SOURCE DATA -
☆ ☆ ☆ ☆ ☆
PR #5192, opened 2025-08-07
CompressUtil: handle ArchiveException

aborrero:
Fixes this build problem:

[ERROR] COMPILATION ERROR :
[INFO] -------------------------------------------------------------
[ERROR] /home/build/src/main/java/org/dependencytrack/util/CompressUtil.java:[43,96]
  unreported exception org.apache.commons.compress.archivers.ArchiveException; must be caught or declared to be thrown
[INFO] 1 error

Signed-off-by: Arturo Borrero Gonzalez <arturo.borrero@chainguard.dev>

### DIFF
--- a/src/main/java/org/dependencytrack/util/CompressUtil.java
+++ b/src/main/java/org/dependencytrack/util/CompressUtil.java
@@ -45,7 +45,7 @@ public final class CompressUtil {
             if (ais.canReadEntryData(entry)) {
                 return IOUtils.toByteArray(ais);
             }
-        } catch (IOException e) {
+        } catch (IOException | org.apache.commons.compress.archivers.ArchiveException e) {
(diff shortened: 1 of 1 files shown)


nscuro:
`throws ArchiveException` was removed as part of the commons-compress update to 1.28.0: https://github.com/DependencyTrack/dependency-track/pull/5156. Our builds in CI work just fine, did you modify any dependencies in your environment perhaps?

nscuro:
As evident by the CI builds failing with the patch applied, this is not an issue for us. I suspect the fact [you're bumping dependency versions](https://github.com/wolfi-dev/os/blob/8c156dd8005474c8d229b8f8193129785bab8ed0/dependency-track.yaml#L36) in your build is causing problems.

PR #5197, opened 2025-08-10
Update OssIndexAnalysisTask.java

zer0uno:
Removed workaround for OssIndexAnalysis when component had "v" as version prefix

### Description

I've noticed that calling the OSS Index API `https://ossindex.sonatype.org/api/v3/component-report` with `pkg:composer/symfony/validator@v3.3.18` correctly returns the vulnerability CVE-2024-50343, while calling the API with `pkg:composer/symfony/validator@3.3.18` (note the absence of `v`) I get back no vulnerability.
In the `OssIndexAnalysisTask` class I found that the `minimizePurl()` method removes the `v` just before calling the API, apparently because previously there was a bug (as explained in the comment block above the function definition) that now seems solved.

### Addressed Issue

https://github.com/DependencyTrack/dependency-track/pull/1220

### Checklist

- [X] This PR introduces changes to the database model, and I have added corresponding [update logic](https://github.com/DependencyTrack/dependency-track/tree/master/src/main/java/org/dependencytrack/upgrade)

### DIFF
--- a/src/main/java/org/dependencytrack/tasks/scanners/OssIndexAnalysisTask.java
+++ b/src/main/java/org/dependencytrack/tasks/scanners/OssIndexAnalysisTask.java
@@ -247,13 +247,6 @@ public class OssIndexAnalysisTask extends BaseComponentAnalyzerTask implements C
      * Therefore, this method will return a String representation of a PackageURL without qualifier
      * or subpath.
      * <p>
-     * Additionally, as of October 2021, versions prefixed with "v" (as commonly done in the Go and PHP ecosystems)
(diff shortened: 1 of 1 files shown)


agnieszka-docplanner:
Hi, any progress on this? There is a lot of components with "v" in version and they are currently not being properly analyzed.

nscuro:
Here's a related Slack discussion: https://owasp.slack.com/archives/C6R3R32H4/p1754692145518059

I am not confident removing this logic for all ecosystems will yield the desired result, as in some cases adding the `v` will cause *all* vulnerabilities *across all versions* to be returned.

PR #4998, opened 2025-05-27
feat: add AttributedOnPolicyEvaluator 

arjavdongaonkar:
add AttributedOnPolicyEvaluator for vulnerability age-based policy evaluation

Implements production-ready evaluator with caching, error handling, and comprehensive logging. Supports ISO-8601 period formats with injectable dependencies for testing.

### Checklist

- [x] I have read and understand the [contributing guidelines](../CONTRIBUTING.md#pull-requests)
- [ ] This PR fixes a defect, and I have provided tests to verify that the fix is effective
- [x] This PR implements an enhancement, and I have provided tests to verify that it works as intended
- [ ] This PR introduces changes to the database model, and I have added corresponding [update logic](https://github.com/DependencyTrack/dependency-track/tree/master/src/main/java/org/dependencytrack/upgrade)
- [x] This PR introduces new or alters existing behavior, and I have updated the [documentation](https://github.com/DependencyTrack/dependency-track/tree/master/docs/_docs) accordingly

PR #5202, opened 2025-08-12
feat(policy): add PatchedVersionPolicyEvaluator and related tests

### LINKED ISSUE #5731: Add Policy Evaluator for Patched Version Availability (Patchable vs Non-Patchable)
### Current Behavior

Dependency-Track policies cannot evaluate vulnerabilities based on whether a patched version exists.

As a result, policies/SLA checks treat all vulnerabilities similarly, even when no upgrade/patch is available.

### Proposed Behavior

Add a new policy evaluator that checks whether vulnerabilities associated with a component have a patched version available.

Policies should be able to trigger when:

1. Patched version is present, or
2. Patched version is not present

based on configured condition (IS / IS_NOT) and expected value (true / false).

### Checklist

arjavdongaonkar:
### Description
Added a **Patched Version Policy Evaluator** that checks if vulnerabilities in a component have a patched version available, and compares this against policy conditions.
This allows policies to trigger when:

* A patched version **is** present (or)
* A patched version **is not** present
  based on the configured condition (`IS` or `IS_NOT`) and expected value (`true` / `false`).

### Addressed Issue

Enables policy checks for vulnerabilities based on the presence or absence of patched versions. Closes https://github.com/DependencyTrack/dependency-track/issues/5731

### Additional Details

* The evaluator looks at all vulnerabilities for a component.
* It treats any non-empty `patchedVersions` field as "patched version available".
* Invalid policy values for this subject (not `true` or `false`) are ignored with a warning in logs.
* Adds flexibility to enforce upgrade-related security policies.

FE PR: https://github.com/DependencyTrack/frontend/pull/1305
### Checklist

### DIFF
--- a/src/main/java/org/dependencytrack/model/PolicyCondition.java
+++ b/src/main/java/org/dependencytrack/model/PolicyCondition.java
@@ -90,7 +90,8 @@ public class PolicyCondition implements Serializable {
         CWE,
         VULNERABILITY_ID,
         VERSION_DISTANCE,
-        EPSS
+        EPSS,
+        PATCH_VERSION
     }
 
     public enum FetchGroup {
--- a/src/main/java/org/dependencytrack/policy/PatchedVersionPolicyEvaluator.java
+++ b/src/main/java/org/dependencytrack/policy/PatchedVersionPolicyEvaluator.java
@@ -1,0 +1,73 @@
+/*
+ * This file is part of Dependency-Track.
+ *
+ * Licensed under the Apache License, Version 2.0 (the "License");
+ * you may not use this file except in compliance with the License.
+ * You may obtain a copy of the License at
+ *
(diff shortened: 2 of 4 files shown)


nscuro (commented):
The problem with the `patchedVersions` field is that no source populates it (I believe it was originally added for RetireJS, but that analyzer no longer exists).

It's possible that the Trivy analyzer may populate the field, but that also only happens when it *creates* a vulnerability. It won't do that when the vulnerability already existed.

If we merge this in, I fear users will rightfully expect this feature to work across the board, only to realize it doesn't.

arjavdongaonkar:
Same as #4998, the PolicyEvaluator extension point this plugs into is gone on v5, the CEL engine replaced it. Closing this one too.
☆ ☆ ☆ ☆ ☆
How many lines in these entries contain the string "pull"? State the number and nothing more.

YOUR SOLUTION -
4